Haloperidol reshapes neurons, which might explain how the medicine works
An antipsychotic drug may banish hallucinations and delusions by prompting neurons to churn out proteins that reshape the cells, a new study suggests. The results, published in the January 14 Science Signaling, may help scientists develop better psychiatric drugs, and might explain what goes wrong in some mental disorders.
Since the 1950s, haloperidol has been prescribed to quiet the debilitating symptoms that mark schizophrenia. Despite its long history, scientists still don’t know how the drug works, or why it starts to relieve symptoms within hours but takes weeks to fully work.

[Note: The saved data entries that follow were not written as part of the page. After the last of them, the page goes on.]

PR #1299, opened 2023-08-21
Style fixes for `cuda` and `hip` backend consistency

sebastiangrimberg:
These changes come from `diff`-ing the identically named files in each of the `backend/hip*` vs. `backend/cuda*` and `include/jit-source/hip` vs. `include/jit-source/cuda` directories. Also includes some corresponding small changes to the `sycl*` backends (see first commit).

Style changes:
- Minor variable renaming and whitespace changes to make the backends consistent and ensure maintainability in the future when making changes which should affect all device backends similarly.
- Some IWYU fixes between CUDA and HIP backends.
- Include guards on `jit-source` code (not necessary in most cases, but it's there for `*-shared` backends as well as `sycl*` and is needed in certain places, so to be consistent I think it's better to have everywhere.
- Removed unused `jit-source/hip/hip-shared-basis.h` and `jit-source/cuda/cuda-shared-basis.h`, as well as `sycl-shared-basis.hpp` file.
- Similar minor changes to `sycl` backend for consistency against the matching `hip` or `cuda` backends, no change to actual functionality (all style).

One functional change:
- `hip-ref` tensor backend `CEED_EVAL_WEIGHT` implementation in `jit-source/hip/hip-ref-basis-tensor.h` differed from the `cuda-ref` implementation, for no real apparent reason, which adds some confusion, since these are reference implementations especially. I feel they should be the same looking at the code (HIP-specific tuning could go into `hip/shared` but actually the weight implementations there are identical to `cuda/shared`). If I am wrong here, happy to revert. EDIT: The reason was that https://github.com/CEED/libCEED/pull/803 introduced a fix for `cuda/ref` but a similar adjustment was not made for `hip/ref`. So this PR brings the `hip/ref` kernels into agreement.


jeremylt:
I really appreciate these consistency passes you've done. Also on my to-do eventually is to clean up inconsistent locations for variable declarations (in many files but not all, variable declarations are all at the top of a block).

nbeams:
> hip-ref tensor backend CEED_EVAL_WEIGHT implementation in jit-source/hip/hip-ref-basis-tensor.h differed from the cuda-ref implementation, for no real apparent reason

In case you are curious, the reason/divergence point between the two backends was here: https://github.com/CEED/libCEED/issues/802 / https://github.com/CEED/libCEED/pull/803

Since it looks like you've brought the current CUDA kernels into HIP instead of vice versa, this issue shouldn't pop up again (it was a very weird/niche issue anyway).

sebastiangrimberg:
> In case you are curious, the reason/divergence point between the two backends was here: #802 / #803

Ah! Thanks @nbeams. Indeed this PR then just ports the same fix for `cuda/ref` from #803 into `hip/ref`. I've updated the PR comments accordingly.

sebastiangrimberg:
> I really appreciate these consistency passes you've done. Also on my to-do eventually is to clean up inconsistent locations for variable declarations (in many files but not all, variable declarations are all at the top of a block).

Thanks! I'm glad, and it keeps me sane when trying to introduce changes across the different backends to have the code be the same when it's supposed to be the same. If curious, most of these changes were found the assistance of a short script:

```
#!/bin/bash

CUDA_DIR=$1
ROOT_DIR=$(dirname $CUDA_DIR)
BASE_DIR=$(basename $CUDA_DIR)

CUDA_FILES="$CUDA_DIR/*.[ch]*"
for f in $CUDA_FILES; do
    echo "Processing $f..."
    HIP_NAME=$(echo $f | sed "s|cuda|hip|g")
    # echo "diff $f $HIP_NAME"
    diff $f $HIP_NAME
done
```

Then I can just run `./diff.sh backends/cuda-ref` and the differences stick out pretty clearly from the expected `hip` -> `cuda` name changes.

> Also on my to-do eventually is to clean up inconsistent locations for variable declarations (in many files but not all, variable declarations are all at the top of a block).

This is definitely nice and would further help track down bugs from (near) duplicate code. But obviously involves a lot of work and touches a lot of code!

jeremylt:
I'm happy to merge these changes if they are ready

sebastiangrimberg:
> I'm happy to merge these changes if they are ready

Nice! Marked as ready, I've been testing it plenty and everything is working as expected (in addition to unit tests passing).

Haloperidol kicks off a cellular chain reaction that ultimately leads to changes in neuron shapes, neuroscientist Eric Klann of New York University and colleagues found. Haloperidol initiates a series of biochemical events that enables the protein mTORC1 to turn on the production of a flurry of new proteins.
Klann and his colleagues treated rat brain cells in a dish with haloperidol. After just five hours, the neurons started to produce proteins that signal the start of a productivity burst. “The system is being ramped up so it can make more proteins,” Klann says.
Some of the next wave of proteins, which showed up at 48 hours, had specialized jobs: They were tasked with reshaping neurons, changes that might make the cells better able to send and receive messages, the team found. This neuron remodeling might be a necessary step toward other important and time-consuming changes, Klann says.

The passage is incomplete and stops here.